- TASK REQUIREMENTS -
Your response should consist solely of the lines from the one containing "[app] Error occurred" through the end of the data, copied exactly.

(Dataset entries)
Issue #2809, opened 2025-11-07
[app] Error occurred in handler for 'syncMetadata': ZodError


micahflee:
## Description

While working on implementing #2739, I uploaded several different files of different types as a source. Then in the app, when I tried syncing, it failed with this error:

- RESPONSE TO THE EXERCISE -
[app] Error occurred in handler for 'syncMetadata': ZodError


micahflee:
## Description

While working on implementing #2739, I uploaded several different files of different types as a source. Then in the app, when I tried syncing, it failed with this error:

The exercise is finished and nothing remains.